Reality is that they already have a great deal of power, and are gaining more.

Could you explain your idea for "addressing the problem at the source ... which won't cost anything"? I'm concerned that that's just a "if all the Supreme Court Justices suddenly decided to do the Right Thing..." daydream.

NoFunPedant•5mo ago
Addressing the problem at the source would be a broad-based political movement that demanded enforcement of the First Amendment and a restoration of constitutional norms. That kind of political movement isn't a pipe dream -- two political scientists have extensively studied how nonviolent popular movements have overturned dictatorships: https://www.researchgate.net/publication/240678278_Why_Civil...

Democracy did not come to exist because our rulers graciously granted it, but because the people demanded it and fought for it. Our current abandonment of democracy is not happening because the rulers have so much power, but because we the people continuously grant them power through our own inaction. A broad-based political movement could successfully halt the slide toward fascism and restore democracy.

I am sure many people will dismiss this idea as naive. I would ask them to consider two possibilities: (1) Maybe the perception that political action is futile is not a rational judgment based on facts, but a cultural prejudice based on a fashion for cynicism. (2) A widespread perception that political action is futile is a necessary condition for authoritarian government. People who believe that political action produces practical results are more likely to engage in political activity that restrains the power of elites.

bell-cot•5mo ago
Nice set of ideals - but https://en.wikipedia.org/wiki/Longtermism#Criticism

And even if everything works out exactly as you're hoping - it'll be years before you manage to put a book in any kid's hands.

NoFunPedant•5mo ago
I don't know how you imagine longtermism is relevant to this discussion -- the crisis is happening right now in front of all of us and the need for action is right now.

The threat against libraries is just one part of a broader threat against all freedom of thought, speech, and criticism of the government in the United States. The key issue is not just the one question of whether children have access to books (although that is very important); the key issue is that the government has no right, authority, or business trying to control what is said and thought.

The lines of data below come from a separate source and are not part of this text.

PR #7822, opened 2026-04-14
Add folders tab to experimental view in book libraries

dkanada:
### Changes

Adds back the folder view to book libraries. I envision this as a stopgap until Author and Series tabs are supported, at which point folders can be sidelined.

### Issues

None

### Code Assistance

None


theguymadmax:
You have a lint issue,

theguymadmax (approved):
You may want to add a books case to the homeScreenSettings, so users can set the preferred default tab.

I love how you write "ideals" as if it's a dirty word. In a general political crisis like the current moment, ideals really do matter. You can't fight an authoritarian government unless you're willing to stick your neck out, and people only stick their necks out when they believe that principles are more important than their immediate self-interest. The whole purpose of an authoritarian government is to silence opposition through threats and bribes. If you don't believe that some principles are more important than possible losses and gains, you're always going to be vulnerable to being victimized by authoritarian government. This has concrete, practical results -- idealists can win because they take action; cynics will always lose because they won't act. In a time like this, cynicism is not the smart play.